Churchill had a lump the size of a bean under his skin on his inner arm close to the elbow. Luckily he pulled his hair out and was knawing at it or we would not have noticed it due to the location. We immediately took him in and found out it is a mast cell tumor. The doc removed it Tuesday but we wont have pathology report back until next week. I know there are 3 stages, and we are praying that the little guy has the not so aggressive type. He is 8 years old. I was looking for input from others that have gone thru this evil cancer and wanted to know what the outcome was. I cant imagine putting him thru chemo and pain.

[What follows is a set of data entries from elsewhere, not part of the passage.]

PR #8888, opened 2019-02-25
Add a way to control the treatment of the Http2 system frames in the …

sskrobotov:
…http2-to-http1 flow

**Motivation:**

`Http2StreamFrameToHttpObjectCodec` is used to convert objects in the pipeline from HTTP/2 classes to their HTTP1 counterparts so that the existing HTTP1 pipeline could be reused. There are some frames however that are not being converted. E.g. `Http2ResetFrame` or `Http2WindowUpdateFrame`. The existing behavior is for those frames to be sent through the `channelRead()` pipeline, which may be breaking the logic of pipelines designed to only support HTTP1 requests. This goal of this change is to allow clients to configure the treatment of the HTTP/2 "leftover" frames.

**Modification:**
A new `processSystemFrame()` method is added to the `Http2StreamFrameToHttpObjectCodec` class. The method is called for all `Http2Frame` objects that are not processed by the Codec itself.
The default implementation is to send the frame to the `channelRead()` pipeline.

**Result:**
A client now has a way to implement a custom way of handling HTTP/2 system frames.

### DIFF
--- a/codec-http2/src/main/java/io/netty/handler/codec/http2/Http2StreamFrameToHttpObjectCodec.java
+++ b/codec-http2/src/main/java/io/netty/handler/codec/http2/Http2StreamFrameToHttpObjectCodec.java
@@ -77,6 +77,15 @@ public class Http2StreamFrameToHttpObjectCodec extends MessageToMessageCodec<Htt
     }
 
     @Override
+    public void channelRead(final ChannelHandlerContext ctx, final Object msg) throws Exception {
+        if (!acceptInboundMessage(msg) && msg instanceof Http2Frame) {
+            processSystemFrame(ctx, (Http2Frame) msg);
+            return;
+        }
+        super.channelRead(ctx, msg);
+    }
+
+    @Override
     public boolean acceptInboundMessage(Object msg) throws Exception {
         return (msg instanceof Http2HeadersFrame) || (msg instanceof Http2DataFrame);
     }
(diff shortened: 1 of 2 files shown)


sskrobotov:
Another variant of this change is submitted as #8889.

normanmaurer:
@mosesn @bryce-anderson @ejona86 @carl-mastrangelo @trustin PTAL and let me know which one of the PRs you prefer

normanmaurer:
@netty-bot test this please

ejona86:
I don't understand the point of this. If the default is to pass the frames further through the pipeline, then couldn't you use another handler to throw them away?

I thought `Http2ResetFrame` or `Http2WindowUpdateFrame` aren't read on child channels... but it looks like that changed since my initial PR. `Http2WindowUpdateFrame` is supposed to get converted into Netty's flow control; that's right, that's still a TODO for the API. Even if Http2WindowUpdateFrames remain on the child channel for advanced use-cases, they need to be user events because you need to receive them even with AUTO_READ==false.

`Http2ResetFrame`, was just going to be a user event. You can see it still says that in the documentation of Http2MultiplexCodec:

> The child channel will be notified of user events that impact the stream, such as {`@link Http2GoAwayFrame`} and {`@link Http2ResetFrame`}, as soon as they occur.

normanmaurer:
@ejona86 I think this patch may still be useful as the Http2StreamFrameToHttpObjectCodec may also be used with the `Http2FrameCodec` only (so no multiplex codec at all). IMHO it's a bit "overkill" to add just another handler to the pipeline to filter out everything else. 

How we we handle the other frames when the `Http2MultiplexCodec` is in place is a different discussion imho. 

Let's close this anyway and continue in https://github.com/netty/netty/pull/8889 as this is the preferred implementation it seems

PR #8889, opened 2019-02-25
Add a way to control the treatment of the Http2 system frames in the …

sskrobotov:
…http2-to-http1 flow

**Motivation:**

`Http2StreamFrameToHttpObjectCodec` is used to convert objects in the pipeline from HTTP/2 classes to their HTTP1 counterparts so that the existing HTTP1 pipeline could be reused. There are some frames however that are not being converted. E.g. `Http2ResetFrame` or `Http2WindowUpdateFrame`. The existing behavior is for those frames to be sent through the `channelRead()` pipeline, which may be breaking the logic of pipelines designed to only support HTTP1 requests. This goal of this change is to allow clients to configure the treatment of the HTTP/2 "leftover" frames.

**Modification:**
A new `Http2SystemFramesTreatment` field is added to the `Http2StreamFrameToHttpObjectCodec`. `Http2SystemFramesTreatment` interface incapsulates the logic to be applied to all HTTP/2 frames that are not converted to the HTTP1 counterparts. A few pre-defined implementations are provided.

**Result:**
A client now has a way to chose one of the pre-defined handling strategies for HTTP/2 inbound system frames, or provide their own strategy implementation.

### DIFF
--- a/codec-http2/src/main/java/io/netty/handler/codec/http2/Http2StreamFrameToHttpObjectCodec.java
+++ b/codec-http2/src/main/java/io/netty/handler/codec/http2/Http2StreamFrameToHttpObjectCodec.java
@@ -43,9 +43,12 @@ import io.netty.handler.codec.http.LastHttpContent;
 import io.netty.handler.ssl.SslHandler;
 import io.netty.util.Attribute;
 import io.netty.util.AttributeKey;
+import io.netty.util.ReferenceCountUtil;
 import io.netty.util.internal.UnstableApi;
 
 import java.util.List;
+
+import static io.netty.util.internal.ObjectUtil.checkNotNull;
 
 /**
  * This handler converts from {@link Http2StreamFrame} to {@link HttpObject},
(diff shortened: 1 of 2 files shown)


sskrobotov:
This PR is another variant of the changes suggested in https://github.com/netty/netty/pull/8888. In fact, I'd prefer this version over the #8888 one.

normanmaurer:
@mosesn @bryce-anderson @ejona86 @carl-mastrangelo @trustin PTAL and let me know which one of the PRs you prefer

mosesn:
I like this one.  Thanks for the PR!

normanmaurer:
@netty-bot test this please

trustin:
I prefer this one, but it'd be nice if 1) we have top-level classes instead 2) we do not use `enum` but usual final class with static finals and 2) rename treatment to handler (or something better).

normanmaurer:
@trustin frankly speaking I think I like to have it an inner interface as it really is only related to this codec. Also I like the enum for this stuff as it ensures that there is only a singleton of it.

trustin:
- I think using `enum` as a way to provide singleton functions is a kind of abusing what `enum` is intended for.
- An inner class is not a deal breaker and may be useful when used in a limited situation, but I prefer not using it when designing public API.
  - Why does a user have to do `import com.example.MyClass.MyOtherClass;` when he or she can do `import com.example.MyOtherClass`? Inner classes have their advantages, like making it easier to keep the related source code in a single file, but I see no gain (and even a little bit of loss) from API users' standpoint.
  - An example of a poor use of inner classes in my opinion is Guava's `Builder` inner classes. I find importing `com.google.common.collect.ImmutableList.Builder` results in fairly confusing code:

    ```java
    import com.google.common.collect.ImmutableList;
    import com.google.common.collect.ImmutableList.Builder;

    Builder<String> builder = ImmutableList.builder();
    builder.add(...);
    ImmutableList<String> list = builder.build();
    ```

    In the above example, the inner class `Builder` neither reduced the number of `import`s nor improved the readability of the code. As the code gains its complexity, like accepting `Builder` as a parameter, it becomes no longer clear to a reader whether `Builder` is from `ImmutableList` or `ImmutableSet`, etc. Also, when you end up having to use two different `Builder` classes in a single file, you have to un-import all `ImmutableList.Builder`, which is not a good experience as well.

  - To summarize:
    - using a verbose inner class name like it is in this pull request 1) increases the length of import statement and 2) incurs duplicate information in FQCN, e.g. 2 `Http`s in FQCN.
    - using a short inner class name like it is in Guava introduces ambiguity in user code as the code grows, i.e. `ImmutableListBuilder` was a better choice.

normanmaurer:
@trustin I get what you are saying but I still prefer the internal interface as it really is only useful for this use-case. 

I dont agree with that its an abuse of enums, it's even listed as good practise in "Effective Java". See also https://medium.com/@biratkirat/learning-effective-java-item-3-6552c87d8e54

trustin:
enum is for enumeration, so.. I'd think it's weird to use enums for other purposes. What's defined in this PR is obviously not even close to what a usual enum element does in enumeration. Why does a singleton function have a method like ordinal() and implement Comparable? It may be fine for private APIs but it never is for public ones.

normanmaurer:
@trustin I get your point... I am just saying it is considered as best-practise. That said I am not strong on it .

sskrobotov:
@trustin @normanmaurer Okay, how about:
- Move constants from enum to `public static final` fields of the `Http2StreamFrameToHttpObjectCodec` class.
- Keep inner interface.
- Rename it to `Http2SystemFramesHandler` or `Http2SystemFramesProcessor` (not to confuse with a `ChannelHandler`).
 
This way:
- When a predefined option is used, clients will only have to import `Http2StreamFrameToHttpObjectCodec`, or static import its fields.
- When a custom behavior is required:
  - Java8+ projects will be able to use lambda syntax, so the name of the interface will not make any difference.
  - The rest of the use cases will have to import the interface.

Moving this interface to `io.netty.handler.codec.http2` doesn't seem right in this specific case because all other interfaces in the package are directly related to the support of HTTP2 protocol, while this one is a very specific use case (i.e. if someone is implementing an HTTP/2-only pipeline, this interface will never be needed). A better way would probably be to introduce a new sub-package for all classes that support http2-http1 conversion, but doing this as a part of this change doesn't seem reasonable, as it will require a code change for all existing projects that use codec.

normanmaurer:
Works for me

ejona86:
The SEND_AS_MESSAGE vs SEND_AS_USER_EVENT is weird. We shouldn't be willy-nilly (in this case, blindly, without knowing what they are) be moving messages from one type to the other. That way leads madness as you can never predict what is supposed to happen. IGNORE and a PROPAGATE (if a user event keep as user event, if read keep as read) would be fine though.

As I mentioned in #8888, I think the two frames mentioned as being unhandled are simply mishandled by the HTTP/2 code today.

sskrobotov:
@ejona86 I agree, but my thinking here was that there are existing clients that currently have `Http2StreamFrameToHttpObjectCodec` in their pipelines, so switching to user events right away may break their logic. So the goal was to keep the existing by-default behavior (i.e. if clients just update the library version), but to provide an easy way to chose another option.
My understanding is that the whole HTTP/2 support is still "work in progress", so at some point there will be bigger changes to the API and that would be a good point for clients to revisit their pipelines. But it seems better to avoid changes that may affect existing logic between minor library releases.

ejona86:
> but my thinking here was that there are existing clients that currently have `Http2StreamFrameToHttpObjectCodec` in their pipelines, so switching to user events right away may break their logic

I was talking about changing the HTTP/2 code directly. Http2StreamFrameToHttpObjectCodec wouldn't be involved.

trustin:
@sskrobotov Thanks a lot!

normanmaurer:
@ejona86 let me duplicate my comment that I did in https://github.com/netty/netty/pull/8888 here:

>  I think this patch may still be useful as the Http2StreamFrameToHttpObjectCodec may also be used with the Http2FrameCodec only (so no multiplex codec at all). IMHO it's a bit "overkill" to add just another handler to the pipeline to filter out everything else.

How we we handle the other frames when the Http2MultiplexCodec is in place is a different discussion imho.

normanmaurer:
@sskrobotov closing this as https://github.com/netty/netty/pull/9290 is the proper fix ... Thanks a lot for reporting tho!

My wife is worried herself literally sick. again, I appreciate any input or suggestions.
thanks


----------



## Snowbody (Jan 3, 2009)

So sorry to hear about Churchill but so glad that he lead you to find it and you got to the vet. I don't know much about cancer and pets but I know that my cousin's 12 year old beagle had cancer internally over a year ago and has been on chemo and he is doing just fine. He didn't seem to have any adverse reactions to the chemo at all so please don't rule out treatments until you find out more. I'm hoping you caught it fast and won't need it. Sending prayers.


----------



## Aarianne (Jul 22, 2005)

Did you have a biopsy done that indicated it was a MCT? MCT can't be visually diagnosed, so if you didn't get a biopsy done first, try to hold off on worrying just yet! I thought Tiff had a MCT back in January and we skipped the biopsy and just had surgery. When histology finally came back it was just a benign epithelial cyst.

If Churchill has appeared to be otherwise healthy during all of this, that's a great sign! I would try not to worry too much until the pathologist's report comes back and you find out the stage and grade.

Here's a great link on MCT: 
Mast cell tumors in dogs with cancer: definition, symptoms, risk factors, causes, diagnosis, treatments and prognosis

(Make sure you check out the prognosis section in the link above--typically when it's caught early and uncomplicated, the prognosis is great with no further treatment.)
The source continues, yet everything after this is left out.